WHAT THIS TASK INVOLVES =
Report how many lines in the entries below hold the word "token". Your answer is that number alone.

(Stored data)
PR #78, opened 2022-06-08
Dutch auction

### LINKED ISSUE #69: Dutch auction program

SwayStar123:
# Summary

## Type of change

- New Feature

## Changes

- Adding a new dutch auction program

# Related Issues

Closes #69


dutch-auction/src/main.sw
```diff
@@ -0,0 +1,123 @@
...
+storage {
+    startingPrice: u64,
+    endingPrice: u64,
+    startTime: u64,
+    endTime: u64,
+    beneficiary: Address = ~Address::from(MY_ADDRESS),
+    admin: Address = ~Address::from(MY_ADDRESS),
+    ended: bool,
+    //Enter the asset id of the currency you want the bid to be in
+    asset_id: b256 = 0x0000000000000000000000000000000000000000000000000000000000000000,
```
Braqzen, line 35: Alphabetical order.
Document each thing so that I know what they are there for (use 3 forward slashes followed by a space instead of two forward slashes and no space).
When you document add a line break between the variables e.g.

```rust
/// This is a line of documentation
my_var: some_type,

/// This is another line
another_var: another_type,
```

No hardcoding and asset_id should be of type `ContractId`

dutch-auction/src/main.sw
```diff
@@ -0,0 +1,123 @@
...
+
+fn win() {
+    // Do stuff on the win event
+    transfer_to_output(price(), ~ContractId::from(storage.asset_id), storage.beneficiary);
+    storage.ended = true;
+}
+
+impl MyContract for Contract {
+    fn get_price() -> u64 {
+        return price();
```
Braqzen, line 46: rename to `_get_price()` and the `return` can be implicit so remove the `return` and the `;` at the end

dutch-auction/src/main.sw
```diff
@@ -0,0 +1,123 @@
...
+            revert(0);
+    };
+
+    let ad = if let Identity::Address(addr) = unwrapped {
+        addr
+    } else {
+        revert(0);
+    };
+    ad
+}
```
Braqzen, line 119: This can be removed and where ever you use it you can use the `match` syntax. Take a look at [this sample](https://github.com/FuelLabs/sway-applications/pull/54/files#diff-d36d108de6182b8a05f10d7d1558871f44d9166ce29aeb69ff27c43459a45188R191-R198)

dutch-auction/src/main.sw
```diff
@@ -0,0 +1,123 @@
...
+    fn get_price() -> u64;
+    fn set_beneficiary(new_beneficiary: Address);
+    fn bid();
+}
+
+//Set this to your own address
+const MY_ADDRESS: b256 = 0x0000000000000000000000000000000000000000000000000000000000000000;
+
+storage {
+    startingPrice: u64,
```
Braqzen, line 27:
```suggestion
    opening_price: u64,
```

dutch-auction/src/main.sw
```diff
@@ -0,0 +1,123 @@
...
+        assert(startp > endp);
+        assert(endt > height());
+        assert(startt > height());
+        assert(endt > startt);
+
+        storage.startingPrice = startp;
+        storage.endingPrice = endp;
+        storage.startTime = startt;
+        storage.endTime = endtt;
+        storage.ended = false;
```
Braqzen, line 82: No need to set `ended` to false since it is false by default

dutch-auction/src/main.sw
```diff
@@ -0,0 +1,123 @@
...
+    }
+}
+
+fn price() -> u64 {
+    let price_difference = storage.startingPrice - storage.endingPrice;
+    let duration = storage.endTime - storage.startTime;
+    // This is the amount the price will reduce by per block
+    let price_shift = price_difference / duration;
+
+    let now = height() - storage.startTime; //Current block height - start will tell us how far we are into the auction now
```
Braqzen, line 92: `now` is not what this is doing. this is checking how much time has passed

dutch-auction/src/main.sw
```diff
@@ -0,0 +1,123 @@
...
+        storage.endingPrice = endp;
+        storage.startTime = startt;
+        storage.endTime = endtt;
+        storage.ended = false;
+    }
+}
+
+fn price() -> u64 {
+    let price_difference = storage.startingPrice - storage.endingPrice;
+    let duration = storage.endTime - storage.startTime;
```
Braqzen, line 88:
```suggestion
    let auction_duration = storage.endTime - storage.startTime;
```

dutch-auction/src/main.sw
```diff
@@ -0,0 +1,123 @@
...
+        storage.startingPrice = startp;
+        storage.endingPrice = endp;
+        storage.startTime = startt;
+        storage.endTime = endtt;
+        storage.ended = false;
+    }
+}
+
+fn price() -> u64 {
+    let price_difference = storage.startingPrice - storage.endingPrice;
```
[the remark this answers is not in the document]
Braqzen: Shouldn't this be checking the current highest bid rather than the reserve price?
It doesn't seem like endingPrice is being set anywhere. This is all too messy and confusing to follow. I'll need to go over this all again after adjustments have been made because I may have made a mistake in how I understand this

dutch-auction/src/main.sw
```diff
@@ -0,0 +1,123 @@
...
+    let now = height() - storage.startTime; //Current block height - start will tell us how far we are into the auction now
+    //Cap how far we are into the auction by the duration, so price doesnt go into negative or below endprice
+    let now = if now > duration {
+        duration
+    } else {
+        now
+    }
+
+    //price_shift * now tells us how much the price has reduced by now
+    return storage.startingPrice - (price_shift * now)
```
Braqzen, line 101: This won't compile... you're using a `return` keyword but you're missing `;` at the end. Remove the `return`

I'm going to assume the logic is correct

dutch-auction/tests/harness.rs
```diff
@@ -0,0 +1,25 @@
+use fuels::{prelude::*, tx::ContractId};
```
Braqzen, line 1: Hmmmmmm, submitting a draft as "good enough" with 0 tests?

Braqzen (changes requested):
This shouldn't be at the top level. Move it all to `sway-applications/auctions/dutch-acution`
Add a README.
Change "type of change" to "New Feature" instead of your custom "New Program" and add a space after "-" so that it looks like a bullet point.
Same with "Changes" for the bullet point and be more descriptive there. 
You've linked to the issue, no need to copy and paste the same content into the "additional" section. remove that entirely.
Create a logo and insert it into the readme too.

I've probably made some mistakes / not reviewed it to the same extent that I would otherwise because of how messy this is. It's difficult to keep everything in mind. I will need to make additional reviews after changes are made.

Oh, you *must* use `forc build` to check your work and also `forc fmt`.
I've forgotten to mention but also this needs to be added to the CI in `.github/workflows` and the script too

dutch-auction/src/main.sw
```diff
@@ -0,0 +1,123 @@
...
+    block::height,
+    chain::auth::msg_sender,
+    assert::assert,
+    revert::revert,
+    storage::StorageMap,
+    token::transfer_to_output,
+    context::{msg_amount, call_frames::msg_asset_id},
+    result::*,
+    identity::Identity,
+};
```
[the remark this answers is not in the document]
SwayStar123: I dont think the `transfer_to` would work here, it only transfers the native token of the current contract to the Identity, not the asset that is being bid with.

But other than that, yeah, I'll add Enum Errors and replace assert with require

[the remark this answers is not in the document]
Braqzen: Oh yeah, I remembered that and then I forgot and got mixed up with a WIP that I'm working on which replaces that function and allows you to transfer any asset instead of `contract_id()` and nothing else

dutch-auction/src/main.sw
```diff
@@ -0,0 +1,123 @@
...
+    fn set_beneficiary(new_beneficiary: Address) {
+        assert(get_sender() == storage.admin);
+
+        storage.beneficiary = new_beneficiary;
+    }
+
+    fn bid() {
+        //Since this is the dutch auction, first bid wins
+        assert(msg_amount() >= price());
+        assert(msg_asset_id() == ~ContractId::from(storage.asset_id));
```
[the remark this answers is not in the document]
Braqzen: When you purchase something it makes sense to first check that you have received the correct thing and then the amount.
For example, if you attempt to purchase something from you for an amount of "5" but I give you 5 carrots that doesn't make since in how you would pick up on that in reality. You wouldn't count the 5 carrots and say "yes, I have expected 5" and then say "wait a minute, these are carrots and not the currency that I expect".
You first notice the currency and then you count the amount

dutch-auction/src/main.sw
SwayStar123: Why the name change?

dutch-auction/src/main.sw
```diff
@@ -0,0 +1,123 @@
...
+    transfer_to_output(price(), ~ContractId::from(storage.asset_id), storage.beneficiary);
+    storage.ended = true;
+}
+
+impl MyContract for Contract {
+    fn get_price() -> u64 {
+        return price();
+    }
+
+    fn set_beneficiary(new_beneficiary: Address) {
```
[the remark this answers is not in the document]
SwayStar123: Auction can be restarted multiple times, so there's cases where different auctions would need different beneficiaries

dutch-auction/src/main.sw
```diff
@@ -0,0 +1,123 @@
...
+        addr
+    } else {
+        revert(0);
+    };
+    ad
+}
+
+fn endauc() {
+
+}
```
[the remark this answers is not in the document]
SwayStar123: Removed it and added a public function for ending the auction

dutch-auction/src/main.sw
SwayStar123: Is that the right link?

dutch-auction/src/main.sw
```diff
@@ -0,0 +1,123 @@
...
+
+        if msg_amount() > price() {
+            let return_amount = msg_amount() - price();
+            transfer_to_output(return_amount, ~ContractId::from(storage.asset_id), get_sender());
+        }
+
+        win();
+    }
+
+    fn setup_auction(startp: u64, endp: u64, startt: u64, endt: u64) {
```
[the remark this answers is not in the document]
SwayStar123: Not meant to be a constructor, added a constructor and made it so the setup_auction() function cant be called whilst there is an ongoing auction so this cant be abused anymore. Removed abbreviations

dutch-auction/src/main.sw
SwayStar123: If current block height is 100, start was 50, and end is 150. 
100 (height) - 50 (start) = 50 (now)
and duration is end - start so 150 -  50 = 100
we are 50 blocks into the auction, so now is correct?

dutch-auction/src/main.sw
```diff
@@ -0,0 +1,123 @@
...
+    ended: bool,
+    //Enter the asset id of the currency you want the bid to be in
+    asset_id: b256 = 0x0000000000000000000000000000000000000000000000000000000000000000,
+}
+
+fn win() {
+    // Do stuff on the win event
+    transfer_to_output(price(), ~ContractId::from(storage.asset_id), storage.beneficiary);
+    storage.ended = true;
+}
```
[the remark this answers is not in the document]
Braqzen: I don't understand. This is not a template, it's going to be a part of a complete application. They can change the logic in the contract itself if they need to. This is not a library that a user will be importing somewhere and overwritting the logic. Only abstract away logic if it is being repeated over and over or if it is a library (and thus may get called over and over)

dutch-auction/src/main.sw
adlerjohn: From Slack discussion: no `_` prefix. Implicit return is 👍 though

dutch-auction/src/main.sw
adlerjohn: GitHub hides the file by default unfortunately. Better link: https://github.com/FuelLabs/sway-applications/blob/174a1ae885a02e1b65ff6c4ea9eca0ae098f8373/escrow/src/main.sw#L191-L198

dutch-auction/src/main.sw
Braqzen: `price()` does not tell me anything about what the function is doing. Is it setting the price in storage, is it returning something etc. Given the change of use for `_` renaming to `get_price()` might cause a compilation error. Nevertheless, based on the logic of the function I think it should still be renamed to something like `calculate_price()` since that is what the function seems to be doing. It calculates it and returns it. The API call (`get_price()`) is fine but I would move that towards the bottom since it's just a getter

dutch-auction/src/main.sw
Braqzen: Yes, it seems like it is not being displayed correctly when opened so [here](https://github.com/FuelLabs/sway-applications/blob/174a1ae885a02e1b65ff6c4ea9eca0ae098f8373/escrow/src/main.sw#L191) is the direct line

dutch-auction/src/main.sw
Braqzen: That is a very un-intuitive way to look at this. I would have never thought of looking at it that way because of how the code is being used. I suggest you rename it accordingly.

dutch-auction/src/main.sw
```diff
@@ -0,0 +1,123 @@
...
+
+    fn set_beneficiary(new_beneficiary: Address) {
+        assert(get_sender() == storage.admin);
+
+        storage.beneficiary = new_beneficiary;
+    }
+
+    fn bid() {
+        //Since this is the dutch auction, first bid wins
+        assert(msg_amount() >= price());
```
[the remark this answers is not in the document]
SwayStar123: Why would you not want people to send the exact amount required?

dutch-auction/src/main.sw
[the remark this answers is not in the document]
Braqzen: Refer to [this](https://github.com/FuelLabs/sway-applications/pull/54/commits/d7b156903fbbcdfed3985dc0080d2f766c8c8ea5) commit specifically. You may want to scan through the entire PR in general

WRITTEN SOLUTION =
2